DNA Code Has Grammar
Just like words need grammar,
DNA does too. And it has
sophisticated grammatical rules.
The discovery of a “spatial grammar” in the genome could “rewrite genetics textbooks,” announced an article on SciTech Daily on August 23. The finding “may unlock the secret to how gene activity is encoded in the human genome.” Let’s dive in and take a look at all the excitement.
Scientists discover new code governing gene activity (20 Aug 2024, Washington State Univ). This is the press release from WSU’s Babcock School of Veterinary Medicine. With help from researchers at UC San Diego, associate professor Sascha Duttke found something new about gene regulation. Proteins called activators and repressors have been known for years, but it was not known how “position-dependent” they are. Their activity is “far more complex,” it turns out.
“Contrary to what you will find in textbooks, transcription factors that act as true activators or repressors are surprisingly rare,” said WSU assistant professor Sascha Duttke, who led much of the research at WSU’s School of Molecular Biosciences in the College of Veterinary Medicine.
Rather, the scientists found that most activators can also function as repressors….
Looking closer, researchers found the function of many transcription factors was highly position dependent.
Just as sentences can mean different things depending on word order, these proteins can trigger activity or repress it, depending on where they latch onto in the genome. What this means is that transcription factors do not just act on the DNA code; they operate according to another code above the genetic code—a set of grammatical rules that tells them when and how to act.
“It is the spacing, or ‘ambience,’ that determines if a given transcription factor acts as an activator or repressor,” Duttke said. “It just goes to show that similar to learning a new language, to learn how gene expression patterns are encoded in our genome, we need to understand both its words and the grammar.”
They call this a “newly discovered code” within DNA. This finding has vast implications, the press release continues. “At the very least, it will change the way scientists study gene expression.”
Position-dependent function of human sequence-specific transcription factors (Duttke et al., Nature, 17 July 2024). This is the open-access paper in Nature about UW’s findings. Did they need Darwinian theory to make this discovery? Well, not much. They only mentioned evolution one time in the paper, perhaps to show solidarity with the censors. Their obscure sentence says that “binding sites for YY1, which evolved to function at or just downstream of the TSS” commits the fallacy of ascribing purpose to evolution. Nothing “evolves to” do something, because there is no purpose, foresight or plan in Darwin’s Stuff Happens Law.

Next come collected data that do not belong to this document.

PR #942, opened 2026-06-19
Add impersonation for several protected publishers

MaxDall:


addie9800 (approved):
Thanks for updating these as well 👍

PR #943, opened 2026-07-04
Nine news update

addie9800:
Note that this PR also introduces support for domain migration for publishers. This is mainly necessary to ensure that backward crawling can be run and aggregated together with the same publisher instance as a forward crawl.

Pytest is failing due to a Wikipedia layout change fixed in #944, this PR should be merged after.


src/fundus/publishers/au/nine_news.py
```diff
@@ -53,3 +55,44 @@ def images(self) -> List[Image]:
                 caption_selector=XPath("./ancestor::figure//figcaption/text()[1]"),
                 author_selector=XPath("./ancestor::figure//figcaption/text()[last()]"),
             )
+
+    class V2(BaseParser):
+        _paragraph_selector = XPath("//div[@class='sc-iKFaHN gHSkdP']/p")
```
MaxDall: **Nit — volatile selectors.** `sc-iKFaHN gHSkdP` is a styled-components hash that changes on any redeploy (body then silently empties). `//div[@data-ui-testid='body-content-all']/div` yields identical output (verified) — and you already use `data-ui-testid` for `topics`/`images`.

src/fundus/publishers/base_objects.py
```diff
@@ -142,6 +142,7 @@ def __init__(
         disallows_training: bool = False,
         suppress_robots: bool = False,
         impersonate: Optional[BrowserTypeLiteral] = None,
+        deprecated_domains: List[str] = [],
```
MaxDall: **Nit — mutable default arg.** `deprecated_domains: List[str] = []` shares one list across all `Publisher`s. Read-only today, but prefer `Optional[List[str]] = None` with `or []`.

MaxDall (commented):
`au.NineNews` V2 + domain migration — bodies verified coherent on 12 live articles. Two nits inline.

MaxDall (approved):

PR #947, opened 2026-07-11
fix(publisher): update upper boundary selector for WDR parser

addie9800:
Adjust XPath to include additional class for enhanced parsing accuracy.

Aside from that snafu, the paper mentions multiple times how functional information is encoded in transcription factors:
Patterns of transcriptional activity are encoded in our genome through regulatory elements such as promoters or enhancers that, paradoxically, contain similar assortments of sequence-specific transcription factor (TF) binding sites. Knowledge of how these sequence motifs encode multiple, often overlapping, gene expression programs is central to understanding gene regulation and how mutations in non-coding DNA manifest in disease. Here, by studying gene regulation from the perspective of individual transcription start sites (TSSs), using natural genetic variation, perturbation of endogenous TF protein levels and massively parallel analysis of natural and synthetic regulatory elements, we show that the effect of TF binding on transcription initiation is position dependent.
Knowledge of position dependence can help geneticists understand how information is conveyed from genome to organism. Information is a key word in intelligent design theory.

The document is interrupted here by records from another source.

PR #951, opened 2026-07-12
feat(HankookIlbo): introduce parser version 3

addie9800:


src/fundus/publishers/kr/hankook_ilbo.py
```diff
@@ -144,3 +147,46 @@ def images(self) -> List[Image]:
                 caption_selector=XPath("./ancestor::div[@class='editor-img-box']//div[@class='caption']"),
                 author_selector=re.compile(r"(?!.+\.)(.+=|\.)?(?P<credits>.+?)( 제공| 기자)?$"),
             )
+
+    class V3(BaseParser):
+        _paragraph_selector = XPath("//div[@class='article-view']/p[text()]")
```
MaxDall: **Blocker — `p[text()]` drops paragraphs whose text is entirely inside inline tags.** The predicate needs a *direct* text-node child, so `<p class='editor-p'><span>…</span><span>…</span></p>` never matches. On [[1]](https://www.hankookilbo.com/news/article/A2026073010100004523) 212 chars vanish: "…정보를 전쟁 중인 국가에 판매하는 것도 가능하다. WSJ는 중국 스타트업 기업 '미자르비전'의…"; on [[2]](https://www.hankookilbo.com/news/article/A2026073015560000620) the lede quote `<p class='editor-p'><strong>"저는 서울에서 태어났지만…"</strong></p>` goes, leaving the body to open "…밝힌 첫 일성이다" with nothing to refer to.

Fix: `//div[@class='article-view']/p[normalize-space()]` — still skips the `<p><br></p>` spacers, and across all 12 crawled articles it recovers exactly these two paragraphs and loses none.

src/fundus/publishers/kr/hankook_ilbo.py
```diff
@@ -144,3 +147,46 @@ def images(self) -> List[Image]:
...
+        _subheadline_selector = XPath("//div[@class='article-view']/h3")
+        _summary_selector = XPath("//div[@class='article-view']/h2")
```
MaxDall, line 156: **Blocker — `<br>`-separated summary lines are fused, inventing word boundaries.** `<h2 class='sub-tit-ll'>` holds several bullets split by `<br>`; taking its text content concatenates them: "…대피 일부 귀가 **허용스페인도** 국가 비상사태…" (all 12 crawled articles; the new fixture bakes it in as one string, where `V2`'s has three).

`V2` handled exactly this with `transform_breaks_to_tag(node, tag="h2", replace=True)` — already imported. Fix: re-add it as a `@function(priority=1)` over the `h2`, and over `p.editor-p` too: on [[1]](https://www.hankookilbo.com/news/article/A2026073017410000445) the entire article is one `<br>`-separated `<p>` and comes out as a single run-on paragraph.

src/fundus/publishers/kr/hankook_ilbo.py
```diff
@@ -144,3 +147,46 @@ def images(self) -> List[Image]:
...
+
+        _topics_selector = XPath("//div[@class='flex flex-wrap gap-8']//a")
+
+        @attribute
+        def body(self) -> Optional[ArticleBody]:
```
MaxDall, line 165: **Blocker — quoted source material in `div.module-*` is covered by no selector.** These modules sit inside `div.article-view` but hold their text in `<blockquote>`/nested `<p>`, so nothing catches them. On [[1]](https://www.hankookilbo.com/news/article/A2026073016010000916) the quoted letter goes and the body opens "…건넨 편지의 일부 내용이다" — *is part of the letter* — with no letter; on [[2]](https://www.hankookilbo.com/news/article/A2026073014550003971) it is 2,253 chars, the scholars' statement reproduced in full under `[전문]`.

Fix: extend `_paragraph_selector` to reach `div.module-quote`/`div.module-stance` content (and `_subheadline_selector` to their `<h3>`), keeping the sibling `div.module-series` teaser list out.

src/fundus/publishers/kr/hankook_ilbo.py
```diff
@@ -144,3 +147,46 @@ def images(self) -> List[Image]:
                 caption_selector=XPath("./ancestor::div[@class='editor-img-box']//div[@class='caption']"),
                 author_selector=re.compile(r"(?!.+\.)(.+=|\.)?(?P<credits>.+?)( 제공| 기자)?$"),
             )
+
+    class V3(BaseParser):
+        _paragraph_selector = XPath("//div[@class='article-view']/p[text()]")
+        _subheadline_selector = XPath("//div[@class='article-view']/h3")
+        _summary_selector = XPath("//div[@class='article-view']/h2")
+
+        _topics_selector = XPath("//div[@class='flex flex-wrap gap-8']//a")
```
MaxDall: **Nit — `_topics_selector` is dead code.** `topics` reads the `article:tag` meta tag instead, and nothing else references this XPath. Drop it, or switch `topics` over to it.

MaxDall (changes requested):
**REQUEST_CHANGES** — three body-correctness blockers in the new `V3`.

**`kr.HankookIlbo`** — read 12 of 120 scanned (31 flagged by the offline scan, 11 of them in the draw); layouts covered: straight news, politics/analysis with subheads, sports, image-heavy, plus three non-prose pages (horoscope ×2, editorial cartoon) that correctly yield no body. One-off over-capture: none — nothing outside the article container leaked into a body, and image `caption`/`authors`/`is_cover` check out against the live `<figure>`s (credits like `AP 뉴시스`, `공항사진기자단` are stripped into `Image.authors`). `V2`'s `VALID_UNTIL` and the missing `VALID_UNTIL` on `V3` are correct in shape; the `data.py` empty-tag guard is a sound generalisation.

Blockers (evidence in the inline threads):

- `_paragraph_selector` uses `p[text()]`, which drops every `<p class='editor-p'>` whose text is entirely inside `<span>`/`<strong>` — real prose, and in one case the lede quote the next paragraph refers back to. `hankook_ilbo.py:152`.
- `<br>`-separated summary lines are concatenated without a separator, fusing words across the break on **every** article. `V2` solved this with `transform_breaks_to_tag`; `V3` dropped that step. `hankook_ilbo.py:154`.
- Quoted source material in `div.module-quote` / `div.module-stance` is covered by no `V3` selector — up to 2.2k chars of a quoted statement lost, and a body left opening on a dangling reference. `hankook_ilbo.py:159`.

Nits: dead `_topics_selector` (`:156`); `@class='article-view'` is an exact match, so the `article-view luck-new` variant yields an empty body (`:152`); `<dl class='annotation-list'>` footnotes are dropped while the body keeps the marker (`효과1`); `authors` off `article:author` returns the publisher name (`['한국일보']`) on wire/cartoon pages and unsplit strings (`박준석 기자 외 1명`, in the new fixture) where `V2`'s `writer` selector returned people. Also worth a unit test on the `data.py` empty-tag path.

One question: what dates `V2`'s `VALID_UNTIL = 2026-06-01`? The two fixtures bracket it at 2026-01-29 / 2026-07-12, so the boundary looks estimated rather than observed.

src/fundus/publishers/kr/hankook_ilbo.py
addie9800: The second case seems to be an info box that we usually ignored. I have ignored it for now as well. The blockquote case has been updated.

MaxDall (approved):

MaxDall (approved):
@addie9800 Thanks for updating the parser! Looks really good 🚀

PR #953, opened 2026-07-18
Update aftonbladet

addie9800:


src/fundus/publishers/se/aftonbladet.py
```diff
@@ -56,7 +65,17 @@ def topics(self) -> List[str]:
...
                 paragraph_selector=self._paragraph_selector,
-                caption_selector=XPath("./ancestor::figure//figcaption/span[@class='image-caption']"),
-                author_selector=XPath("./ancestor::figure//figcaption/span[contains(@class,'image-byline')]"),
+                caption_selector=self._caption_selector,
+                author_selector=self._image_author_selector,
             )
+
+    class V1_1(V1):
+        _summary_selector = XPath("(//header)[2]/p")
+        _paragraph_selector = XPath("(//section[@class='article-body'])[1]/p")
```
MaxDall: **Blocker — `<ul>` lists inside the body are dropped.** The p-only selector leaves the body reading "Nyckelfunktioner:" followed by nothing; the list that belongs there — "Självrengörande dockningsstation som tömmer dammbehållaren, tvättar mopparna och fyller på vatten automatiskt…" — is missing (9 such `<ul class='_list_16k26_3 … layout-component'>`, all direct children of `section.article-body`, in this one article). Fix: extend `_paragraph_selector` with `| (//section[@class='article-body'])[1]/ul/li`. [[1]](https://www.aftonbladet.se/harligthemma/a/8pXj0W/robotdammsugare-tips-2026-dreame-roborock)

src/fundus/publishers/se/aftonbladet.py
```diff
@@ -56,7 +65,17 @@ def topics(self) -> List[str]:
...
+        _subheadline_selector = XPath("(//section[@class='article-body'])[1]/h2")
+
+        _caption_selector = XPath("./ancestor::figure//figcaption/span")
```
MaxDall: **Blocker — gallery figures extract neither caption nor credits.** Their caption sits directly in the element, with no `<span>` child for `/span` to match: `<figcaption class='_srOnly_…'>Över 49 000 har tagit sig över gränsen från Marocko senaste dygnen. <cite>Foto: Antonio Sempere /AP/TT</cite></figcaption>`. 37 of the 42 images across the draw come back `caption=None, authors=[]` (all 13 in [[1]](https://www.aftonbladet.se/mode/a/ExBmAA/brunt-mode-host-2026), all 11 in the robot-vacuum guide). Fix: point `_caption_selector` at the `figcaption` element itself. [[2]](https://www.aftonbladet.se/nyheter/a/wr9JXd/akesson-spanien-maste-stanga-sin-grans)

src/fundus/publishers/se/aftonbladet.py
```diff
@@ -56,7 +65,17 @@ def topics(self) -> List[str]:
...
+        _image_author_selector = re.compile(r"(?i)foto:\s*(?P<credits>.*)\s*$")
```
MaxDall, line 76: **Blocker — the "Visa mer" toggle leaks into image credits.** `figcaption` ends with `<span class='_showMore_…' hidden>Visa mer</span>`, which the caption selector picks up and `(?P<credits>.*)\s*$` then swallows: every non-empty `authors` in the draw ends that way, e.g. `['Emma Da Silva/AP/TT Visa mer']` (also 4 more), and the fixture added here records it for all six images (`"Robin Lorentz Allard Visa mer"`). Fix: exclude `span[contains(@class,'showMore')]` in `_caption_selector`. [[1]](https://www.aftonbladet.se/nyheter/a/oE1xaB/analys-klimatforandringar-gjorde-branderna-varre)

src/fundus/publishers/se/aftonbladet.py
```diff
@@ -15,12 +16,20 @@
...
         )
         _subheadline_selector = XPath("//h2[@data-test-tag='paragraph-header']")
 
+        _caption_selector = XPath("./ancestor::figure//figcaption/span[@class='image-caption']")
+        _image_author_selector: Union[XPath, Pattern[str]] = XPath(
+            "./ancestor::figure//figcaption/span[contains(@class,'image-byline')]"
+        )
+        _image_selector = XPath("//figure//img")
+
         _paywall_selector = XPath("//main/vev")
```
MaxDall: **Nit — `_paywall_selector` is inherited unchanged and I could not confirm it still marks the new layout.** `//main/vev` matches nothing in any of the 10 crawled pages, but all 10 are free (`"isAccessibleForFree": true`), so `free_access=True` is correct for them and the selector stays untested against a Plus article. Worth verifying on one — the new layout carries `isAccessibleForFree` in its `ld+json`.

src/fundus/publishers/se/aftonbladet.py
```diff
@@ -56,7 +65,17 @@ def topics(self) -> List[str]:
...
+                image_selector=self._image_selector,
                 paragraph_selector=self._paragraph_selector,
-                caption_selector=XPath("./ancestor::figure//figcaption/span[@class='image-caption']"),
-                author_selector=XPath("./ancestor::figure//figcaption/span[contains(@class,'image-byline')]"),
+                caption_selector=self._caption_selector,
+                author_selector=self._image_author_selector,
             )
+
+    class V1_1(V1):
+        _summary_selector = XPath("(//header)[2]/p")
```
MaxDall, line 69: **Nit — positional selectors where a class is available.** `(//header)[2]` and `(//section[@class='article-body'])[1]` select by position, yet the elements they hit carry `class='article-intro'` and `class='article-body'`. If a page ever grows another `<header>`, the summary silently comes from the wrong element rather than extracting nothing. `//header[@class='article-intro']/p` is equivalent today and fails loudly.

MaxDall (changes requested):
**REQUEST_CHANGES** — V1_1 drops in-body `<ul>` lists, and image caption/credits are wrong on most images.

`se.Aftonbladet`: read 10 of 100 scanned (18 flagged, 8 in draw); layout coverage news / opinion / listicle / image-heavy, over-capture, image attributes, `VALID_UNTIL` and the V1→V1_1 bump all checked. 3 blockers + 2 nits inline.
Not inline:
- Live-chat and liveblog pages (`/a/Rr77qd/aftonbladet-direkt` plus two `chatta-…` pages, 3 of 100 scanned) extract an empty body. They aren't articles and the default `only_complete=True` crawl drops them — no action needed, noted so the scan counts aren't read as a parser fault.
- The 10 flagged articles outside the draw fall into three benign classes: 7× the site masthead `<dl class='_editorial_…'>` on those body-less pages, 2× the "Fakta" side box (a widget appended after the running text, excluded by V1 as well), 1× an image-gallery `<ul>` whose text is caption + credits rather than body prose.

MaxDall (approved):
@addie9800 Thanks a lot for addressing these layout changes ❤️

PR #954, opened 2026-07-19
fix(publisher): update Daily News TZ sitemap URL and domain

addie9800:
Correct domain and sitemap URL for Daily News (Tanzania).

- Update domain to `https://dailynews.co.tz/`
- Replace sitemap URL with `https://dailynews.co.tz/sitemap_index.xml`
- Add reverse filtering for sitemap processing


MaxDall (approved):
@addie9800 Thanks a lot for updating this publisher ❤️

PR #955, opened 2026-07-19
fix(publisher): update EveningStandard selectors for improved parsing

addie9800:
Align parsing logic with website changes.

- Update paragraph, summary, and subheadline selectors in V1_1
- Adjust data structure in test resources for summaries

Note: breaking with convention, this PR updates the selectors of the current version without creating a new version. The reason for this decision is that the previous selectors were based on something like hashes for class names, which are apparently not consistent across system restarts. So the layout itself did not actually change, but rather the host machine got restarted (probably). This is underlined by the fact, that I accidentally fixed a bug in the current selector where the summary of the test case was not selected with the current setup.


MaxDall (approved):
@addie9800 Thanks a lot for fixing 🙏 And yes, 100% agree with the use of hashes in selectors. Maybe it would be good to put that in the documentation as well?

More broadly, these findings reveal how similar assortments of TF binding sites can generate distinct gene regulatory outcomes depending on their spatial configuration and how DNA sequence polymorphisms may contribute to transcription variation and disease and underscore a critical role for TSS data in decoding the regulatory information of our genome.
Without regulation, the genome is merely a sequence of letters. Grammar gives it meaning and life. And embedded in the genomic code is another code—a regulatory code—that turns mere text into functional activity. Other ID keywords include code and function. The word “function” appears dozens of times in the paper.

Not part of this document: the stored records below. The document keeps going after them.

PR #961, opened 2026-08-02
docs: clarify usage of dynamically generated class names in selector guidelines

addie9800:
Update docs as proposed by @MaxDall in #955 .


MaxDall (approved):
@addie9800 Thanks a lot for addressing this!

PR #965, opened 2026-08-18
feat(publisher): Fix `KleineZeitung` - introduce `V1_1`

addie9800:


MaxDall:
@addie9800 Seems almost like we have to deprecate this one. There are hardly any none pay-walled articles.

addie9800:
> @addie9800 Seems almost like we have to deprecate this one. There are hardly any none pay-walled articles.

Granted, there really aren't a lot of non-paywalled articles, but also not none. And the ones that are not paywalled are also not uninteresting. So I think there might not really be a benefit to actually blocking it.

MaxDall:
@addie9800 Aight, then im gonna give this one a proper review.

src/fundus/publishers/at/kleine_zeitung.py
```diff
@@ -56,5 +60,12 @@ def images(self) -> List[Image]:
                     "./ancestor::figure//*[self::figcaption or contains(@class, 'md:hidden')]|"
                     "./ancestor::div[contains(@class, 'not-prose') or @class=' mb-0']//small"
                 ),
-                author_selector=re.compile(r"©(?P<credits>.*?)$"),
+                author_selector=self._image_author_selector,
             )
+
+    class V1_1(V1):
+        _paragraph_selector = XPath("//div[contains(@class,'prose')]/p")
```
MaxDall, line 67: **Blocker — article prose nested inside a story element is dropped.** The `Reaktionen` factbox sits at `div.prose > div.klz-story-element-factbox > … > div.klz-story-elements-nested`, so its `p.klz-story-element-paragraph` never reaches this direct-child selector — 991 characters of reporting lost: “Die NEOS sehen in den Plänen für die Kapitalerhöhung grundsätzlich eine Chance: „Die Steiermark braucht massive Investitionen …“, so Klubobmann Niko Swatek”. Fix: select the story element by class on a descendant axis — `//div[contains(@class,'klz-story-elements')]//p[contains(@class,'klz-story-element-paragraph')]`; that also closes `contains(@class,'prose')` matching `not-prose` (the „Mehr zum Thema“ teaser box). [[1]](https://www.kleinezeitung.at/artikel/41260165/suche-gestartet-energie-steiermark-soll-investor-an-bord-holen)

src/fundus/publishers/at/kleine_zeitung.py
```diff
@@ -56,5 +60,12 @@ def images(self) -> List[Image]:
...
+        _subheadline_selector = XPath("//div[contains(@class,'prose')]/h2")
```
MaxDall, line 68: **Blocker — same nesting gap on the subheadline side, plus an `h3` variant this selector cannot see.** The factbox heading `<h2 class='klz-story-element-title'>Reaktionen</h2>` is inside `div.klz-story-elements-nested`, so the dropped paragraph above also loses its headline. The pool scan found the same class rendered as `<h3 class='klz-story-element-title …'>` on a second article[[2]](https://www.kleinezeitung.at/artikel/41246240/gerlitzen-baustelle-truebt-erfreuliche-tourismusbilanz). Fix: `//div[contains(@class,'klz-story-elements')]//*[contains(@class,'klz-story-element-sub-head') or contains(@class,'klz-story-element-title')]` — matching by class rather than by tag and depth. Both this and the paragraph selector above are exact no-ops on `KleineZeitung_2026_08_18.html.gz`, so the fixture stays green. [[1]](https://www.kleinezeitung.at/artikel/41260165/suche-gestartet-energie-steiermark-soll-investor-an-bord-holen)

src/fundus/publishers/at/kleine_zeitung.py
```diff
@@ -56,5 +60,12 @@ def images(self) -> List[Image]:
...
+        _summary_selector = XPath("//p[@class='klz-text-article-lead']")
+
+        _image_author_selector = XPath("./ancestor::figure//small")
```
MaxDall, line 71: **Nit — escaped markup lands verbatim in image `authors`.** Swapping the regex for an XPath also drops the regex path's cleanup in `image_extraction`, so the `<small>` node's text is taken as-is. Kleine Zeitung double-escapes some credits (`© &lt;em&gt;Land Steiermark&lt;/em&gt;`), yielding `authors = ['<em>Land Steiermark</em>']`. Captions themselves stay clean — the `<small>` sits outside `<figcaption>` in the new layout, so the XPath swap is otherwise right. Fix: strip tag-like fragments from the selected credit text before `image_author_parsing`. [[1]](https://www.kleinezeitung.at/artikel/41260165/suche-gestartet-energie-steiermark-soll-investor-an-bord-holen)

MaxDall (changes requested):
**REQUEST_CHANGES** — `V1_1`'s direct-child body selectors drop article prose nested inside Kleine Zeitung's story elements.

`at.KleineZeitung`: read 14 of 99 scanned (92 flagged, 14 in draw); layouts, over-capture, image attributes checked. 2 blockers + 1 nit inline.

Not inline:
- **Pool composition** — 91 of 99 articles yield no body, which is the paywall rather than a selector fault: of the 14 read, 12 carry `klz-paywalled-content` on the story container and ship zero paragraphs, and the inherited `free_access` marks all 14 in agreement with that class, so these are distinguishable downstream. A small remainder are *free* yet still ship an empty `klz-story-elements` container — e.g. [/artikel/41259727](https://www.kleinezeitung.at/artikel/41259727/lipizzanerheimat-musikwandertag-war-wieder-voller-erfolg) — body text absent from the HTML entirely, so no selector can reach it. Neither is held against this PR.
- **Layout coverage is thin, unavoidably** — only 8 of the 99 pooled articles have a body at all, so the straight-news / opinion / listicle / image-heavy spread could not be exercised. The offline scan did cover all 99: 2 of those 8 lose content, both to the nesting defect below (the second is [/artikel/41246240](https://www.kleinezeitung.at/artikel/41246240/gerlitzen-baustelle-truebt-erfreuliche-tourismusbilanz), dropping an `<h3 class='klz-story-element-title …'>`). The other 6 swept clean.

Open question: how was `VALID_UNTIL = 2026-07-24` on `V1` established? It asserts the relaunch landed 2026-07-25; I could not verify that independently, and the two fixtures (2025-06-30, 2026-08-18) leave a 13-month window.

src/fundus/publishers/at/kleine_zeitung.py
addie9800: Unfortunately the article is paywalled, so I can't confirm properly, but if it is a factbox, it is out-of-scope for fundus.

src/fundus/publishers/at/kleine_zeitung.py
addie9800: As above, if it's just a factbox, then it is intentionally dropped.

src/fundus/publishers/at/kleine_zeitung.py
addie9800: This seems to be an edge case, which is unfortunately not that simple to solve, as far as I can see. I would accept this parsing error in this case. What do you think?

PR #967, opened 2026-08-18
fix(crawler): publisher skipping bug fix

addie9800:
This PR fixes a bug where a publisher is skipped if access to the robots.txt is not granted, even though `ignore_robots` is set to `True`


MaxDall (approved):
@addie9800 Oh wow, thanks a lot for fixing this bug ❤️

These findings highlight the importance of accurate TSS positional information to decode TF function, and provide an explanation as to why it has been so challenging to predict gene expression programs from DNA sequence alone.
This paper uses “information” to speak of the human generated knowledge or know-how about gene regulation. What must the authors think of encoded information in DNA and protein molecules with no visible agent to generate it? Could codes within codes arise by unguided natural processes?
ID advocates will certainly want to explore this paper, but actually, ID scientists were way ahead of their materialist counterparts. Dr Jonathan Wells, for instances, has counted six different codes at work in the cell beyond DNA.
Try writing a code within a code, or a code that regulates another code. It’s hard. If our best intelligences can’t pull off a feat like that, how can anyone claim it arose by chance acting on lifeless matter? Without these codes operating from the start, it’s unlikely life could have even survived.